PR #6503, opened 2022-03-09
Add cache control max age and immutable header

alexander-schranz:
| Q | A
| --- | ---
| Bug fix? | yes
| New feature? | no 
| BC breaks? | no 
| Deprecations? | no  
| Fixed tickets | fixes # 
| Related issues/PRs | # 
| License | MIT

#### What's in this PR?

Add the `max-age` and `immutable` flag for the media image stream action.

#### Why?

Currently image directly responded by php are not cached. If we only set `Cache-Control: public, max-age`, the browser is still doing a request as there was no `last-modified` header or something similar provided, so it waits for 304 request. After some research the way to force the browser to cache the resource is the `immutable` flag: https://developer.mozilla.org/de/docs/Web/HTTP/Headers/Cache-Control

This already is in use on our own website https://sulu.io. As we are versioning all our assets with `?v=1-0` and so have a unique identifier. It make sense to use the immutable cache control header to tell the browser not even do a lookup for a 304 response.

### DIFF
--- a/public/.htaccess
+++ b/public/.htaccess
@@ -3,7 +3,7 @@
 # mod_rewrite). Additionally, this reduces the matching process for the
 # start page (path "/") because otherwise Apache will apply the rewriting rules
 # to each configured DirectoryIndex file (e.g. index.php, index.html, index.pl).
-DirectoryIndex website.php
+DirectoryIndex index.php
 
 # By default, Apache does not evaluate symbolic links if you did not enable this
 # feature in your server configuration. Uncomment the following line if you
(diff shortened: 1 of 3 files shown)


public/.htaccess
```diff
@@ -3,16 +3,16 @@
 # mod_rewrite). Additionally, this reduces the matching process for the
 # start page (path "/") because otherwise Apache will apply the rewriting rules
 # to each configured DirectoryIndex file (e.g. index.php, index.html, index.pl).
-DirectoryIndex website.php
```
alexander-schranz, line 6: this is just an update of the `.htaccess` from the skeleton version: https://github.com/sulu/skeleton/blob/2.4.1/public/.htaccess

wachterjohannes:
@alexander-schranz tests failing

alexander-schranz:
@wachterjohannes fixed!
☆ ☆ ☆ ☆
| Problem details |
Starting at the line that contains "(diff shortened: 1 of 3 files shown)", copy each line through the last line of the listing, and copy nothing else.

| Reply |
(diff shortened: 1 of 3 files shown)


public/.htaccess
```diff
@@ -3,16 +3,16 @@
 # mod_rewrite). Additionally, this reduces the matching process for the
 # start page (path "/") because otherwise Apache will apply the rewriting rules
 # to each configured DirectoryIndex file (e.g. index.php, index.html, index.pl).
-DirectoryIndex website.php
```
alexander-schranz, line 6: this is just an update of the `.htaccess` from the skeleton version: https://github.com/sulu/skeleton/blob/2.4.1/public/.htaccess

wachterjohannes:
@alexander-schranz tests failing

alexander-schranz:
@wachterjohannes fixed!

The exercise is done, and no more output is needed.